A very warm welcome back to Rebsie Fairholm, the best singing backyard breeder of all time, I reckon. I’m looking forward once again to the vicarious thrill of following her adventures in pea breeding, among much else.
Nibbles: ICUC as was, Rice in Africa, Gardens, Botanical news, Durian, Fish and climate change, Nutrition in India video, Viruses in sweet potatoes, CBD, Wild tomatoes, Forst-tolerant apricots
- Change at the helm at Crops for the Future. Best wishes to all concerned.
- African Rice Congress wraps up. Successfully, no doubt.
- Tell you Sacred Garden story. Go on then…
- Nigel Chaffey rounds up botanical news. The best of the kind, for my money.
- The art of eating durian.
- Bye, and thanks for the fish.
- DFID on undernutrition in India. Very short on specifics. Where’s the varied diets stuff?
- Gotta virus clean those heirloom sweet potatoes.
- Latest from CBD ABS negotiations in Cali. Anybody there want to give us the scoop?
- Endemic wild tomato relatives from Atacama Desert… I dunno…investigated I guess.
- Russian boffin grows apricots in Siberia.
Tackling vitamin A deficiency in Africa one crop at the time
What with high beta carotene sweet potatoes on one side and maize on the other, there will soon be no excuse for anyone in Africa to have vitamin A deficiency. We’ve blogged about this before. Often. The question remains: is it better to push these orange varieties of the staples, or promote diverse diets? Or, indeed, do both.
FAO water boffins forget breeding
FAO has a very slick slide show on the relationship between water, agriculture, food security and poverty. I guess it’s because of World Water Day. But why no mention of crop improvement through breeding? More efficient irrigation is not going to solve this problem on its own, surely.

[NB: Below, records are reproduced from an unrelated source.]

PR #190, opened 2026-05-07
fix(qa): require full workspace pattern sweep on every repeatable finding

randlee:
## Summary
- QA step e updated: any finding that is a repeatable pattern must include a full workspace search for all occurrences before the finding is reported
- Fixes the root cause of multi-round QA churn where a pattern is fixed in one place and re-found in 2-3 others in later rounds

## Test plan
- [ ] Verify qa-template renders correctly with existing var files


randlee:
Wrong base: was develop→main. Reopening as feature/qa-template-pattern-sweep→develop.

The microbe commons in the spotlight
The International Journal of the Commons, a new one on me, has a special issue on microbes. Actually, not just microbes. The idea seems to be to compare and contrast what is happening in microbial genetic resources with the access and benefit sharing and IPR regimes which are in force for other bits of biodiversity. There’s even an interesting paper entitled “Crop improvement in the CGIAR as a global success story of open access and international collaboration,” by Byerlee and Dubin. Elinor Ostrom, winner of the 2009 Nobel Prize for Economics, is a member of the editorial board of the journal.